Bunny Girls vs. Horse Men


This Playboy ad (via Copyranter) uses an old group photo trick that coincidentally (?) has an ancestor circulating on Reddit, Tumblr and Buzzfeed right now:


Weird. Have any other examples to share?

Rabu, 30 November 2011

Postmodern beer advertising from Molson?

This is kind of hard to believe, but also quite remarkable.


After years of serving up ads that insinuiate that drinking their brand of beer will make you attractive to the opposite sex, Molson has decided to go meta.

The above ad, according to Sociological Images, appeared in Cosmopolitan.
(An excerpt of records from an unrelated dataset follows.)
PR #1743, opened 2019-10-08
[Filter/TF-lite] cleanup hw-type string

jaeyun-jung:
1. remove duplicated src and fix indent
2. move hw-type string definition


ext/nnstreamer/tensor_filter/tensor_filter_tensorflow_lite.c
```diff
@@ -69,6 +66,19 @@ get_nnapi_hw_type (const gchar * str)
   return (index < 0) ? NNAPI_UNKNOWN : index;
 }
 
+/**
```
myungjoo: Why have you moved this function definition?

jaeyun-jung: just for the code readability

PR #1744, opened 2019-10-08
[Api/Tizen] remove code which occurs error

helloahn:
remove code which occurs error.
Since the previous code lock the resource internally,
when another pipeline want to contact to the resource, an error is generated.

**Self evaluation:**


myungjoo:
Please elaborate what's the error and how it is fixed.

jaeyun-jung:
@myungjoo When called resource release callback, we should not release the handle. So I requested to remove this and set the flag invalid, so that when the application restarts the pipeline, it will acquire the res handle again.

jaeyun-jung:
@helloahn Please update commit message for reviewers.

helloahn:
@myungjoo 
the comment is updated. sorry for the insincerity.

PR #1930, opened 2019-12-09
Refactor/Conf: avoid using hardcoded categories

myungjoo:
To handle paths/files of each subplugin category,
use loops and enums instead of hardcoded variables.

### DIFF
--- a/gst/nnstreamer/nnstreamer_conf.c
+++ b/gst/nnstreamer/nnstreamer_conf.c
@@ -27,6 +27,33 @@
 
 #include "nnstreamer_conf.h"
 
+/**
+ * Note that users still can place their custom filters anywhere if they
+ * designate them with the full path.
+ */
+
+/* Subplugin Naming Rules */
+#define NNSTREAMER_PREFIX_DECODER	"libnnstreamer_decoder_"
+#define NNSTREAMER_PREFIX_FILTER	"libnnstreamer_filter_"
+#define NNSTREAMER_PREFIX_CUSTOMFILTERS	""
+#define NNSTREAMER_PREFIX_CONVERTER	""
+/* Custom filter does not have prefix */
+
+/* Env-var names */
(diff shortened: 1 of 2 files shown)


gst/nnstreamer/nnstreamer_conf.c
```diff
@@ -27,6 +27,33 @@
 
 #include "nnstreamer_conf.h"
 
+/**
+ *  Note that users still can place their custom filters anywhere if they
```
dongju-chae: Redundant whitespace :)

gst/nnstreamer/nnstreamer_conf.c
```diff
@@ -37,35 +64,31 @@ static const gchar *subplugin_prefixes[] = {
...
-
   /*************************************************
    * Cached Raw Values                             *
    * 0: ENVVAR. 1: CONFFILE, 2: Hardcoded          *
    *************************************************/
-  gchar *pathFILTERS[CONF_SOURCES];        /**< directory paths for FILTERS */
-  gchar *pathDECODERS[CONF_SOURCES];       /**< directory paths for DECODERS */
-  gchar *pathCUSTOM_FILTERS[CONF_SOURCES]; /**< directory paths for CUSTOM FILTERS */
-  gchar *pathCONVERTERS[CONF_SOURCES]; /**< directory paths for CUSTOM FILTERS */
+  gchar *path[CONF_SOURCES]; /**< directory paths */
```
dongju-chae: How about defining `enum CONF_SOURCES`? Then, line 350,369, and 370 can be revised to have straightforward meanings.

myungjoo: Updated. Thanks!

gst/nnstreamer/nnstreamer_conf.c
myungjoo: Fixed

PR #1933, opened 2019-12-10
[TEST/RELOAD] Test runtime model reloads during tflite inferences

dongju-chae:
This PR adds a testcase to test asynchronous model updates during
tflite inferences. It repeatedly switches tflite models between
mobilenet_v1 and mobilenet_v2. It expects the same index for input img.

**Self evaluation:**

### DIFF
--- a/tests/nnstreamer_filter_reload/tensor_filter_reload_test.c
+++ b/tests/nnstreamer_filter_reload/tensor_filter_reload_test.c
@@ -1,0 +1,279 @@
+/**
+ * @file    tensor_filter_reload_test.c
+ * @data    19 Dec 2019
+ * @brief   test case to test a filter's model reload
+ * @see     https://github.com/nnsuite/nnstreamer
+ * @author  Dongju Chae <dongju.chae@samsung.com>
+ * @bug     No known bugs except NYI.
+ */
+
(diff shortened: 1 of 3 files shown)


tests/nnstreamer_filter_reload/tensor_filter_reload_test.c
```diff
@@ -0,0 +1,279 @@
...
+  return GST_FLOW_OK;
+}
+
+/**
+ * @brief Reload a tensor filter's model (v1 <-> v2)
+ */
+static gboolean
+reload_model (GstElement *tensor_filter)
+{
+  static gboolean is_first = TRUE;
```
kparichay: Overall LGTM
However, I do not understand the purpose of this variable. As far as I can see, this function is called only once after EVENT_INTERVAL timeout.

dongju-chae: The callback of timeout is repeatedly called if it returns TRUE. 
The period of timeout is interval between events, not an one-shot trigger.

kparichay: aah right, the timeout is called repeatedly.

PR #1942, opened 2019-12-12
[Android] common headers for gstreamer

jaeyun-jung:
define common header path for gstreamer.

### DIFF
--- a/jni/nnstreamer.mk
+++ b/jni/nnstreamer.mk
@@ -1,8 +1,11 @@
 # This mk file defines common features to build NNStreamer library for Android.
 
 ifndef NNSTREAMER_ROOT
-$(warning NNSTREAMER_ROOT is not defined! Using $(LOCAL_PATH)/.. )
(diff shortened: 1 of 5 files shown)


jni/nnstreamer.mk
```diff
@@ -1,8 +1,11 @@
 # This mk file defines common features to build NNStreamer library for Android.
 
 ifndef NNSTREAMER_ROOT
-$(warning NNSTREAMER_ROOT is not defined! Using $(LOCAL_PATH)/.. )
-NNSTREAMER_ROOT := $(LOCAL_PATH)/..
+$(error NNSTREAMER_ROOT is not defined!)
+endif
```
myungjoo: Can you define ```NNSTREAMER_ROOT``` and its friends in nnstreamer.mk and remove them from other .mk files?

jaeyun-jung: NNSTREAMER_ROOT is defined in gradle build script (system.env or local properties of android-studio project)

PR #1949, opened 2019-12-16
[spec] nnfw now packaged only for tizen

kparichay:
nnfw package is now created and corresponding tests performed
only for tizen in the spec file.

**Self evaluation:**

### DIFF
--- a/packaging/nnstreamer.spec
+++ b/packaging/nnstreamer.spec
@@ -79,6 +79,9 @@ BuildRequires:	pkgconfig(dlog)
 BuildRequires:	pkgconfig(libmvnc)
 BuildRequires:	gst-plugins-bad-devel
 BuildRequires:	gst-plugins-base-devel
+# For tizen sensor support
+BuildRequires:	pkgconfig(sensor)
+BuildRequires:	capi-system-sensor-devel
 
 %if 0%{?enable_nnfw}
 %ifarch %arm aarch64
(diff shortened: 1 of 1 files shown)


packaging/nnstreamer.spec
```diff
@@ -101,11 +104,6 @@ BuildRequires: ssat
 # For ORC (Oil Runtime Compiler)
 BuildRequires:	pkgconfig(orc-0.4)
 
-%if %{with tizen}
```
dongju-chae: is this not required now?

kparichay: This `if %{with tizen}` block added `BuildRequires` for tizen sensor framework.
This has been moved to line 82 into the existing `if %{with tizen}` block

dongju-chae: Ah.. I missed line 71.

packaging/nnstreamer.spec
```diff
@@ -455,6 +446,13 @@ cp -r result %{buildroot}%{_datadir}/nnstreamer/unittest/
 %files -n nnstreamer-tizen-internal-capi-devel
 %{_includedir}/nnstreamer/nnstreamer-tizen-internal.h
 
+%if 0%{?enable_nnfw_r}
+%files nnfw
+%manifest nnstreamer.manifest
+%defattr(-,root,root,-)
+%{_prefix}/lib/nnstreamer/filters/libnnstreamer_filter_nnfw.so
```
wooksong: Instead of hard-coded 'lib', it is better to use %{_libdir}.

myungjoo: No.
For application/package specific paths, it is /usr/lib/NAME/whatsoever, not %{_libdir}/NAME/whatsoever.

Issue #1849, opened 2019-11-07
[filter/plugins] Manage accelerators for tensor filter plugins properly


kparichay:
Properly manage and set backend accelerators for tensor filter subplugins

PR #1950, opened 2019-12-16
[nnfw] Set accelerator for nnfw

kparichay:
Allow setting of accelerator for nnfw
Parsing accelerator moved to tensor_filter_common. Currently, used in
tflite and nnfw, and use directly for other filters like this.

Related Issue: #1849 

**Self evaluation:**

### DIFF
--- a/ext/nnstreamer/tensor_filter/tensor_filter_nnfw.c
+++ b/ext/nnstreamer/tensor_filter/tensor_filter_nnfw.c
@@ -44,6 +44,26 @@
 #define NNFW_SRCN_BACKEND  "srcn"
 #define NNFW_DEFAULT_BACKEND NNFW_CPU_BACKEND
 
+/** Match all accelerators for nnapi at once */
+#define REGEX_ACCL_NNFW \
+  "(^(true)[:]?([(]?(" \
+  REGEX_ACCL_AUTO "|" \
+  REGEX_ACCL_DEF "|" \
+  REGEX_ACCL_CPU "|" \
+  REGEX_ACCL_GPU "|" \
+  REGEX_ACCL_SRCN "|" \
+  REGEX_ACCL_NEON ")*[)]?))"
+
+/** Match accelerator for nnapi one by one */
+#define REGEX_ACCL_NNFW_ELEM \
+  "(" \
+  "(?<!!)" ACCL_AUTO_STR "|" \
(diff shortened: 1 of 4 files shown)


ext/nnstreamer/tensor_filter/tensor_filter_tensorflow_lite_core.cc
```diff
@@ -431,40 +431,17 @@ TFLiteCore::TFLiteCore (const char * _model_path, const char * accelerators)
...
-        g_free (word);
-        break;
-      }
-    }
-    g_match_info_free (match_info);
-    g_regex_unref (nnapi_elem);
-  } else  {
-    goto use_nnapi_ini;
-  }
+  else
```
dongju-chae: It seems `else` is not necessary.

kparichay: updated to set `use_nnapi = TRUE` at the start of the function.

myungjoo:
Could you please add the following diff to PROP_ACCELEARTTOR:
```
diff --git a/gst/nnstreamer/tensor_filter/tensor_filter_common.c b/gst/nnstreamer/tensor_filter/tensor_filter_common.c
index 8a6ac45..7edf4b8 100644
--- a/gst/nnstreamer/tensor_filter/tensor_filter_common.c
+++ b/gst/nnstreamer/tensor_filter/tensor_filter_common.c
@@ -268,7 +268,8 @@ gst_tensor_filter_install_properties (GObjectClass * gobject_class)
           "(true/false):(comma separated ACCELERATOR(s)). "
           "true/false determines if accelerator is to be used. "
-          "Example, if GPU, NPU can be used but not CPU - true:(GPU,NPU,!CPU).",
+          "Example, if GPU, NPU can be used but not CPU - true:(GPU,NPU,!CPU). "
+          "Note that only a few subplugins support this property.",
           "", G_PARAM_READWRITE));
   g_object_class_install_property (gobject_class, PROP_IS_UPDATABLE,
       g_param_spec_boolean ("is-updatable", "Updatable model",
```

kparichay:
V2:
Added note that PROP_ACCELERATOR is supported in a few filter extensions only.

kparichay:
> Please add corresponding test cases (including Tizen CAPI) in later PRs.

Yes, will do

PR #1957, opened 2019-12-16
[WIP] Test: filter/edgetpu unit testing

myungjoo:
WIP:
- Create dummy edgetpu library for unit tests
    
TODO:
- Write meson.build & unit-test body
    

tests/meson.build
```diff
@@ -117,6 +117,10 @@ if get_option('enable-nnfw-runtime')
   subdir('tizen_nnfw_runtime')
 endif
 
+if get_option('enable-edgetpu')
```
kparichay: Add `get_option('enable-edgetpu')` to the list of tensor filter which requires `test_models` to be installed along with them (at line 102)

myungjoo:
My dev-machine's network is severed. I'll update when it's recovered.

tests/meson.build
myungjoo: Fixed.

PR #1964, opened 2019-12-17
[Api] add SNAP in nnfw enum type

jaeyun-jung:
Define SNAP in nnfw type, only for Android.


jaeyun-jung:
PR updated
2019-12-24 add snap to set model info in filter

PR #1973, opened 2019-12-19
[single/hw] Check hw support for framework @open sesame 1/716:07

kparichay:
Add implementation to check hw support for framework while checking for its availability.
Added unittests for this functionality with tensorflow-lite

Self evaluation:

### DIFF
--- a/api/capi/src/nnstreamer-capi-util.c
+++ b/api/capi/src/nnstreamer-capi-util.c
@@ -1030,6 +1030,40 @@ ml_validate_model_file (const char *model, ml_nnfw_type_e * nnfw)
 }
 
 /**
+ * @brief Convert c-api based hw to internal representation
+ */
+static accl_hw
+ml_nnfw_to_accl_hw (const ml_nnfw_hw_e hw)
+{
+  switch (hw) {
+    case ML_NNFW_HW_ANY:
+      return ACCL_DEFAULT;
+    case ML_NNFW_HW_AUTO:
+      return ACCL_AUTO;
+    case ML_NNFW_HW_CPU:
+      return ACCL_CPU;
+    case ML_NNFW_HW_CPU_NEON:
+      return ACCL_CPU_NEON;
+    case ML_NNFW_HW_GPU:
+      return ACCL_GPU;
+    case ML_NNFW_HW_NPU:
+      return ACCL_NPU;
+    case ML_NNFW_HW_NPU_MOVIDIUS:
+      return ACCL_NPU_MOVIDIUS;
+    case ML_NNFW_HW_NPU_EDGE_TPU:
+      return ACCL_NPU_EDGE_TPU;
+    case ML_NNFW_HW_NPU_VIVANTE:
+      return ACCL_NPU_VIVANTE;
+    case ML_NNFW_HW_NPU_SRCN:
+      return ACCL_NPU_SRCN;
+    case ML_NNFW_HW_NPU_SR:
+      return ACCL_NPU_SR;
+    default:
+      return ACCL_AUTO;
+  }
+}
+
+/**
  * @brief Checks the availability of the given execution environments.
  */
 int
@@ -1072,10 +1106,13 @@ ml_check_nnfw_availability (ml_nnfw_type_e nnfw, ml_nnfw_hw_e hw,
       break;
   }
 
-  /* finally check filter sub-plugin */
   if (fw_name) {
     if ((fw = nnstreamer_filter_find (fw_name)) != NULL) {
-      *available = true;
+      if (fw->checkAvailability && fw->checkAvailability (ml_nnfw_to_accl_hw (hw)) != 0) {
+        ml_logw ("%s is supported but not with the specified hardware.", fw_name);
+      } else {
+        *available = true;
+      }
     } else {
       ml_logw ("%s is not supported.", fw_name);
     }
--- a/gst/nnstreamer/nnstreamer_plugin_api_filter.h
+++ b/gst/nnstreamer/nnstreamer_plugin_api_filter.h
@@ -211,6 +211,13 @@ typedef struct _GstTensorFilterFramework
        * @param[in/out] private_data A subplugin may save its internal private data here. The subplugin is responsible for alloc/free of this pointer. Normally, close() frees private_data and set NULL.
        * @return 0 if ok. < 0 if error.
        */
+
+  int (*checkAvailability) (accl_hw hw);
+      /**< Optional. Check if the provided hardware accelerator is supported. This check is static or dynamic based on framework support. Positive response of this check does not guarantee successful running of model with this accelerator. The static check can be performed without opening the framework.
+       *
+       * @param[in] hw backend accelerator hardware
+       * @return 0 if supported. -errno if not supported.
+       */
 } GstTensorFilterFramework;
 
 /* extern functions for subplugin management, exist in tensor_filter.c */
--- a/tests/tizen_capi/unittest_tizen_capi.cc
+++ b/tests/tizen_capi/unittest_tizen_capi.cc
@@ -1276,6 +1276,70 @@ TEST (nnstreamer_capi_util, availability_00)
 #endif  /* ENABLE_NNFW_RUNTIME */
 }
 
+#ifdef ENABLE_TENSORFLOW_LITE
+/**
+ * @brief Test NNStreamer Utility for checking availability of Tensorflow-lite backend
+ */
+TEST (nnstreamer_capi_util, availability_01)
+{
+  bool result;
+  int status;
+
+  status = ml_check_nnfw_availability (ML_NNFW_TYPE_TENSORFLOW_LITE, ML_NNFW_HW_ANY, &result);
+  EXPECT_EQ (status, ML_ERROR_NONE);
+  EXPECT_EQ (result, true);
+
+  status = ml_check_nnfw_availability (ML_NNFW_TYPE_TENSORFLOW_LITE, ML_NNFW_HW_AUTO, &result);
+  EXPECT_EQ (status, ML_ERROR_NONE);
+  EXPECT_EQ (result, true);
+
+  status = ml_check_nnfw_availability (ML_NNFW_TYPE_TENSORFLOW_LITE, ML_NNFW_HW_CPU, &result);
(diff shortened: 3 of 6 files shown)


gst/nnstreamer/nnstreamer_plugin_api_filter.h
```diff
@@ -211,6 +211,13 @@ typedef struct _GstTensorFilterFramework
        * @param[in/out] private_data A subplugin may save its internal private data here. The subplugin is responsible for alloc/free of this pointer. Normally, close() frees private_data and set NULL.
        * @return 0 if ok. < 0 if error.
        */
+
+  int (*checkHWSupport) (accl_hw hw);
+      /**< Mandatory. Check if the provided hardware accelerator is supported. This check can be static or dyanmic based on framework support. Positive response of this check does not guarantee successful running of model with this accelerator. This check can be performed without opening the framework.
```
jaeyun-jung: typo dyanmic

api/capi/src/nnstreamer-capi-util.c
```diff
@@ -1043,29 +1078,30 @@ ml_check_nnfw_availability (ml_nnfw_type_e nnfw, ml_nnfw_hw_e hw,
 
   switch (nnfw) {
     case ML_NNFW_TYPE_CUSTOM_FILTER:
+      fw = nnstreamer_filter_find ("custom");
       /* Always available */
```
dongju-chae: if it's always available, how about adding `assert`? (because line 1114 implies a potential segmentation fault)

gst/nnstreamer/nnstreamer_plugin_api_filter.h
dongju-chae: I think it's `Optional`, not `Mandatory`.

gst/nnstreamer/nnstreamer_plugin_api_filter.h
```diff
@@ -28,23 +28,17 @@
...
-#define REGEX_ACCL_CPU  REGEX_ACCL_EACH_ELEM(ACCL_CPU_STR)
-#define REGEX_ACCL_GPU  REGEX_ACCL_EACH_ELEM(ACCL_GPU_STR)
-#define REGEX_ACCL_NPU  REGEX_ACCL_EACH_ELEM(ACCL_NPU_STR)
-#define REGEX_ACCL_NEON REGEX_ACCL_EACH_ELEM(ACCL_NEON_STR)
-#define REGEX_ACCL_SRCN REGEX_ACCL_EACH_ELEM(ACCL_SRCN_STR)
-#define REGEX_ACCL_DEF  REGEX_ACCL_EACH_ELEM(ACCL_DEF_STR)
+#define ACCL_NPU_MOVIDIUS_STR  "npu.movidius"
+#define ACCL_NPU_EDGE_TPU_STR  "npu.edgetpu"
+#define ACCL_NPU_VIVANTE_STR  "npu.vivante"
+#define ACCL_NPU_SRCN_STR  "npu.srcn" /** srcn hardware supported by nnfw */
```
dongju-chae: What does `SRCN` stand for?

tests/tizen_capi/unittest_tizen_capi.cpp
```diff
@@ -1276,6 +1276,49 @@ TEST (nnstreamer_capi_util, availability_00)
...
+  EXPECT_EQ (status, ML_ERROR_NONE);
+  EXPECT_EQ (result, true);
+
+  status = ml_check_nnfw_availability (ML_NNFW_TYPE_TENSORFLOW_LITE, ML_NNFW_HW_NPU_SRCN, &result);
+  EXPECT_EQ (status, ML_ERROR_NONE);
+  EXPECT_EQ (result, false);
+
+  status = ml_check_nnfw_availability (ML_NNFW_TYPE_TENSORFLOW_LITE, ML_NNFW_HW_NPU_EDGE_TPU, &result);
+  EXPECT_EQ (status, ML_ERROR_NONE);
+  EXPECT_EQ (result, false);
```
dongju-chae: How about checking other remaining backends as well if this sub-test also checks unimplemented ones?

gst/nnstreamer/nnstreamer_plugin_api_filter.h
kparichay: SRCN is one of the backends supported by NNFW-runtime.
check https://review.tizen.org/gerrit/gitweb?p=platform/core/ml/nnfw.git;a=summary for more info.

dongju-chae: Thx

tests/tizen_capi/unittest_tizen_capi.cpp
kparichay: Added all of them.

api/capi/src/nnstreamer-capi-util.c
kparichay: done.

gst/nnstreamer/nnstreamer_plugin_api_filter.h

gst/nnstreamer/nnstreamer_plugin_api_filter.h
```diff
@@ -211,6 +211,13 @@ typedef struct _GstTensorFilterFramework
        * @param[in/out] private_data A subplugin may save its internal private data here. The subplugin is responsible for alloc/free of this pointer. Normally, close() frees private_data and set NULL.
        * @return 0 if ok. < 0 if error.
        */
+
+  int (*checkHWSupport) (accl_hw hw);
+      /**< Optional. Check if the provided hardware accelerator is supported. This check can be static or dynamic based on framework support. Positive response of this check does not guarantee successful running of model with this accelerator. This check can be performed without opening the framework.
+       *
+       * @param[in] hw backend accelerator hardware
+       * @return 0 if supported. -errno if not supported.
+       */
```
myungjoo: Question: Is this called even if it's NOT opened?
If it's supposed to be (or if you may modify the flow accordingly) called after it's opened, you can do this with open.

Suggestion: This should not only applied to HW. It should check the general capability and availability of the given condition.

gst/nnstreamer/nnstreamer_plugin_api_filter.h
```diff
@@ -249,6 +256,12 @@ get_accl_hw_type (const char * str);
 extern const char *
 get_accl_hw_str (const accl_hw key);
 
+/**
+ * @brief check if the given accelerator is supported
+ */
+extern int
+gst_tensor_filter_check_hw_support (const char * const *supported_hw_list, accl_hw hw);
```
myungjoo: Usually, this is supposed to be probed in run-time (check if the hardware is really available)... Then, providing such an internal API is awkward.

tests/tizen_capi/unittest_tizen_capi.cc
```diff
@@ -1276,6 +1276,61 @@ TEST (nnstreamer_capi_util, availability_00)
...
+  EXPECT_EQ (status, ML_ERROR_NONE);
+  EXPECT_EQ (result, true);
+
+  status = ml_check_nnfw_availability (ML_NNFW_TYPE_TENSORFLOW_LITE, ML_NNFW_HW_NPU, &result);
+  EXPECT_EQ (status, ML_ERROR_NONE);
+  EXPECT_EQ (result, true);
+
+  status = ml_check_nnfw_availability (ML_NNFW_TYPE_TENSORFLOW_LITE, ML_NNFW_HW_NPU_MOVIDIUS, &result);
+  EXPECT_EQ (status, ML_ERROR_NONE);
+  EXPECT_EQ (result, false);
```
myungjoo: You are supposed to create more negative cases when you add positive case.
Separate negative test cases (with ```_n``` postfix) and add these "false" asserts there.

kparichay: Got it, updated.

gst/nnstreamer/nnstreamer_plugin_api_filter.h
kparichay: This API currently determines statically. Later, the implementation of this API will be updated to determine if the hardware is really available (dependent on the platform).

gst/nnstreamer/nnstreamer_plugin_api_filter.h
kparichay: As single API provides `int ml_check_nnfw_availability (ml_nnfw_type_e nnfw, ml_nnfw_hw_e hw, bool *available);`, this function SUPPORTS calling this even if the framework is NOT opened.

Updated `open()` to ensure checking that the passed hw is supported.

gst/nnstreamer/nnstreamer_plugin_api_filter.h
myungjoo: I don't think we can provide some internal APIs for hardware detection. The responsibility should be on subplugins, which are supposed to be closer to layers of device drivers. Otherwise, we are breaking layers of platform architectures.

gst/nnstreamer/nnstreamer_plugin_api_filter.h
kparichay: > Suggestion: This should not only applied to HW. It should check the general capability and availability of the given condition.

Are there any other capabilities other than supported `data types`?

myungjoo: Then, Let's rename ```checkHWSupport``` --> ```checkAvailability```. In the future, I feel that we may use GstTensorFilterPropertires instead of accl_hw for this callback; we may use accl_hw instead of const char* for accl_str in GstTensorFilterProperties in the future. Then, we may call ```checkAvailabiliby``` for general availability check for a subplugin without actual model files given.

kparichay: Renamed to `checkAvailability`. 
Using GstTensorFilterProperties in this callback is better - will update later.

gst/nnstreamer/nnstreamer_plugin_api_filter.h
kparichay: Yes, that is right. Updated to directly use `g_strv_contains`.

kparichay:
V2: 
check hardware support performed while parsing for available hardwares
Split availability test cases into positive and negative

V3: 
checkHWSupport->checkAvailability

Just look at that sensitive, but ruggedly manly, dude with the adorable puppies and matching sweater and cap. A fine catch for any heterosexual woman! And look here! He's drinking a Molson!

While not very credible in its forced cuddliness, this ad probably went unnoticed between all the photoshopped boobs and bums that make up most of the ads in a women's mag.

But then someone caught wind of the other side of the campaign, that ran in FHM and Playboy:




Copy:


HUNDREDS OF THOUSANDS OF WOMEN.
PRE-PROGRAMMED FOR YOUR CONVENIENCE. 
As you read this, women across America are reading something very different: an advertisement (fig. 1) scientifically formulated to enhance their perception of men who drink Molson. The ad shown below, currently running in Cosmopolitan magazine, is a perfectly tuned combination of words and images designed by trained professionals.  Women who are exposed to it experience a very positive feeling.  A feeling which they will later project directly onto you. Triggering the process is as simple as ordering a Molson Canadian (fig. 2).

Extravagent dinners.  Subtitled movies. Floral arrangements tied together with little pieces of hay. It gets old.  And it gets expensive, depleting funds that could go to a new set of of 20-inch rims. But thanks to the miracle of Twin Advertising Technology, you can achieve success without putting in any time or effort. So drop the bouquet and pick up a Molson Canadian…

Sociological Images editor Lisa Wade (a respected blogging ally, I should disclose) was offended by the ruse, writing "The second ad, then, portrays men as lazy, shallow jerks who are just trying to get laid (not soft and sensitive at all). And it portrays women as stupid and manipulable."

But I think Molson was on to something here. And it has to do with the nature of the trick.

There is no way any male reader of those magazines would take the "Male" ad seriously. It is a parody of the many "how to pick up girls" ads that have been gracing those kinds of publications since the '60s.


It also needs to be seen in context of the culture of pranking Millennials have grown up with. While some women might be offended by the goofy trick, others may get as much of a laugh out of it as the men.

What do you think?

UPDATE: Åsk, from Adland, tells me this campaign is old. Like, real old. (It's always good to know the internet's longest-running ad blogger!)